What would the perfect doctor do instead? The perfect doctor would assign the best treatment to each patient, so that only John, Peter and Torey would get the new surgery. Under that assignment of treatments, these three persons live for another (14 + 10 + 9)/3 = 11 years, whereas the others live for another 5.4 years. Seeing these two numbers only, we might be tempted to conclude that surgery increases life expectancy by 11 - 5.4 = 5.6 years, but that conclusion would be far off. If, because of this apparent benefit, we were to provide surgery to everyone, we would actually be shortening their lives by an average of two years, a decision worse than withholding surgery for everybody. Evidently the best policy is to treat some, but not others. But how do we know whom to treat? The answer is that we need to know the ICE for every patient.

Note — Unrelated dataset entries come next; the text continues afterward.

PR #1626, opened 2017-01-06
add package qtsparkle (build with Qt5)

pavelvat:
Qt5 version of qtsparkle are required for https://github.com/clementine-player/Clementine/tree/qt5

Problems with linking for static targets: https://gist.github.com/pavelvat/1497b6ce639ff1f12baaad14c92c2c9a
Previously I fixed similar problem by listing all dependent libraries: https://github.com/eiskaltdcpp/eiskaltdcpp/blob/master/eiskaltdcpp-qt/CMakeLists.txt#L268-L291
Maybe anybody to know how to make universal static build (i.e. for MXE Qt5, for 
mxe/plugins/examples/custom-qt-min, for non MXE Qt5) without listing all dependent libraries in CMakeLists.txt?

### DIFF
--- a/src/qtsparkle-1-fixes.patch
+++ b/src/qtsparkle-1-fixes.patch
@@ -1,0 +1,20 @@
+This file is part of MXE. See LICENSE.md for licensing information.
+
+Contains ad hoc patches for cross building.
+
+From 0000000000000000000000000000000000000000 Mon Sep 17 00:00:00 2001
+From: Pavel Vatagin <pavelvat@gmail.com>
+Date: Sat, 28 Jan 2017 03:05:58 +0300
+Subject: [PATCH] disable build exampleapp
+
+
+diff --git a/CMakeLists.txt b/CMakeLists.txt
+index 1111111..2222222 100644
+--- a/CMakeLists.txt
++++ b/CMakeLists.txt
+@@ -34,4 +34,4 @@ SET(CMAKE_C_FLAGS    "${CMAKE_C_FLAGS} -Wall")
+ SET(CMAKE_CXX_FLAGS  "${CMAKE_CXX_FLAGS} -Wall")
+ 
+ add_subdirectory(src)
+-add_subdirectory(exampleapp)
++#add_subdirectory(exampleapp)
--- a/src/qtsparkle-test.cpp
+++ b/src/qtsparkle-test.cpp
@@ -1,0 +1,17 @@
+/*
+ * This file is part of MXE. See LICENSE.md for licensing information.
+ */
+
+#include <qtsparkle-qt5/Updater>
+#include <QWidget>
+#include <QUrl>
+
+int main()
+{
+	QWidget w;
+	qtsparkle::Updater* updater = new qtsparkle::Updater(
+		QUrl("http://www.example.com/sparkle.xml"), &w);
+	updater->SetVersion("1.0");
+
+	return 0;
+}
--- a/src/qtsparkle.mk
+++ b/src/qtsparkle.mk
@@ -1,0 +1,48 @@
+# This file is part of MXE. See LICENSE.md for licensing information.
+
+PKG             := qtsparkle
+$(PKG)_WEBSITE  := https://github.com/davidsansome/qtsparkle
+$(PKG)_DESCR    := Qt auto-updater lib
+$(PKG)_IGNORE   :=
+$(PKG)_VERSION  := 4c852e57061d7928573afdf88f04f89d85167477
+$(PKG)_CHECKSUM := 6b8500de51c6a8dd402663fed99bced0588e5be50cfe8474f6d3b46f92025934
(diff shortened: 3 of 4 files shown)


pavelvat:
I disabled build of exampleapp.

The build qtsparkle-test.cpp through pkgconfig for i686-w64-mingw32.static is successful:
```
$ ls -l test-qtsparkle.exe 
-rwxr-xr-x 1 pavel pavel 17448960 Jan  6 21:21 test-qtsparkle.exe
```

pavelvat:
use $(PKG)_BUILD_COMMON for packages qtsparkle_qt4 and qtsparkle (similar to https://github.com/mxe/mxe/pull/1646).

Problems:
line for qtsparkle:
```echo 'Requires: Qt5Core Qt5Network Qt5Widgets'```
cannot be shared with line for qtsparkle_qt4:
```echo 'Requires: QtCore QtGui QtNetwork QtXml'```

I tried to use:
```
$(if $(findstring OFF,@qtsparkle_use_qt4@),
echo 'Requires: Qt5Core Qt5Network Qt5Widgets';,
echo 'Requires: QtCore QtGui QtNetwork QtXml';
)
```
It doesn't work.

**Comment by tonytheodore** [comment]
> Maybe anybody to know how to make universal static build (i.e. for MXE Qt5, for
mxe/plugins/examples/custom-qt-min, for non MXE Qt5) without listing all dependent libraries in CMakeLists.txt?

#1645 will help with mxe-based projects and is based on build options so will work for custom-qt-min also. Plugins still need to be specified, I didn't take the time to automatically add these as they cause extra bloat:

https://doc.qt.io/qt-5/plugins-howto.html#static-plugins
> The defaults are tuned towards an optimal out-of-the-box experience, but may unnecessarily bloat the application. It is recommended to inspect the linker command line built by qmake and eliminate unnecessary plugins.

**Comment by starius** [comment]
`i686-w64-mingw32.static` builds here (https://github.com/mxe/mxe/pull/1626/commits/5d50c4a684176875e7deaf1ad84b3ab2fe3bb9bd), the test binary is linked.

**Comment by pavelvat** [comment]
>the test binary is linked.

Because you have already installed qt and qttools. For clean MXE installation ```make qtsparkle_qt4``` will unsuccessful.

Problem https://github.com/mxe/mxe/pull/1626#issuecomment-274979563 is still not solved.

I use similar construction in https://github.com/mxe/mxe/pull/1165:
```
        $(if $(findstring x86_64,$(TARGET)),,
            $(TARGET)-makensis -Dstatic=32 '$(1).build/EiskaltDC++.nsi';
            $(INSTALL) '$(1).build/EiskaltDC++-2.4.0-x86-static.exe'    '$(PREFIX)/$(TARGET)/apps/$(PKG)/nsis'
         )
```
It is work correct.
The difference is that #1165 has used another type of variable: $(TARGET) instead @qtsparkle_use_qt4@.

**Comment by pavelvat** [comment]
If I understand correctly, the command:
```
$(PKG)_BUILD = $(subst @qtsparkle_use_qt4@,OFF, \
               $(subst @qtsparkle_version_suffix@,-qt5, \
               $($(PKG)_BUILD_COMMON)))
```
is parsing ```$(PKG)_BUILD_COMMON``` and replace each entry @qtsparkle_use_qt4@ to the string OFF.
I tried to use various variants with ```findstring```, ```filter```, ```ifeq```, for example:
instead line:
```echo 'Requires: Qt5Core Qt5Network Qt5Widgets'; \```
this line:
```echo 'Requires: $(if $(ifeq(@qtsparkle_use_qt4@,OFF)),Qt5Core Qt5Network Qt5Widgets,QtCore QtGui QtNetwork QtXml)'; \```
But each of them have given either always true or always false for ```make qtsparkle``` and ```make qtsparkle_qt4```.

**Comment by pavelvat** [comment]
I think that right solution is make section ```# create pkg-config file``` twice in ```qtsparkle.mk``` and ```qtsparkle_qt4.mk``` in $(PKG)_BUILD instead $(PKG)_BUILD_COMMON.

**Comment by tonytheodore** [comment]
Have you tried adding a placeholder:
```
echo 'Requires: @qtsparkle_pc_requires@'; \
```
with another `subst` call to populate the modules?

pavelvat:
>Have you tried adding a placeholder

It works correctly. Thanks.

tonytheodore:
> Because you have already installed qt and qttools. For clean MXE installation make qtsparkle_qt4 will unsuccessful.

I can't see any issue from a clean install - was it only related to the cmake-based example app?

Otherwise, this looks ready to merge.

pavelvat:
>I can't see any issue from a clean install

It was only related with line ```'Requires: Qt5Core Qt5Network Qt5Widgets``` in file qtsparkle.pc (produced by qtsparkle_qt4.mk). Package qttools is not installed for clean install ```make qtsparkle_qt4```

tonytheodore:
Thanks!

The ICE is of genuine interest in many practical settings. In clinical practice, we treat an individual, not a group, so we need an estimate of the effect for that individual. Distinguishing the ICE from the ACE allows for a more precise and clear understanding of causal inference. The ICE is more fundamental than the ACE. We can calculate ACE from a set of ICE estimates, but cannot go the other way around. Thus, knowing the ICE allows for easy estimation of every other causal estimand. It is true that estimates of the ICE might turn out to be more variable than group-wise causal estimates. But, paraphrasing Tukey, it might be better to have an approximate answer to the right question than a precise answer to the wrong one.

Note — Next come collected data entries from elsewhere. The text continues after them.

PR #1636, opened 2017-01-17
lpeg: update checksum

starius:
The package was changed in upstream:
http://lua-users.org/lists/lua-l/2017-01/msg00160.html


tonytheodore:
Thanks!

Issue #1356, opened 2016-05-24
Is it possible to add package liblastfm in MXE from non original git repo?


pavelvat:
https://github.com/davidsansome/liblastfm

tonytheodore:
There's nothing wrong in principle with using a fork, however both appear to be unmaintained. How about https://github.com/lastfm/liblastfm ?

pavelvat:
>There's nothing wrong in principle with using a fork, however both appear to be unmaintained

Ok. I need liblastfm library for https://github.com/clementine-player/Clementine

https://github.com/davidsansome/liblastfm is maintained by main author of Clementine, it may contain some specific functionality required for Clementine.

PR #1643, opened 2017-01-22
add package liblastfm_qt4

pavelvat:
https://github.com/mxe/mxe/issues/1356
Clementine from Debian has used this library.


tonytheodore:
Very little to review other than the rules can be consolidated https://github.com/mxe/mxe/commit/39a48fd13d30617954dc493044d85a4036b8c2b9.

Thanks!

The case of the perfect doctor above is an example of a phenomenon known as heterogeneity in treatment effect (HTE). There is no consensus about the importance of HTE in practice. For example, Rothwell (2005) contends that genuine HTE is very rare, especially in those cases where treatment effects reverse in different groups. Brand and Xie (2010) however argued that HTE is “the norm, not an exception.” In an informal search of the scientific literature, I had no difficulty in locating examples of HTE in a wide variety of disciplines. Here are some:
The effect of financial deterrents on giving birth to a third child depends on whether the first two children have the same sex (Angrist 2004);
The effect of job training programs on earnings depends on age, sex, race and level of education (Imai and Ratkovic 2013);
Coronary artery bypass grafting (CABG) reduces total mortality in medium- and high-risk patients, while low-risk patients showed a non-significant trend toward increased mortality (Yusuf et al. 1994);
Estrogen replacement therapy increased HDL cholesterol, but the increase was twice as high in women with the ER-\(\alpha\) IVS1-401 C/C genotype (Herrington et al. 2002);
Social skills training programs had no effect in reconviction rates of criminal offenders, but did unintentionally increase reconviction rates of psychopaths (Hare et al. 2000);
Individuals who are least likely to obtain a college education benefit most from college (Brand and Xie 2010).
In all of these cases treatment heterogeneity was partly explained by covariates. Of course, in practice heterogeneity may be present but we may be unable to explain it. Thus, here we see only a (possible tiny) subset of forms of HTE.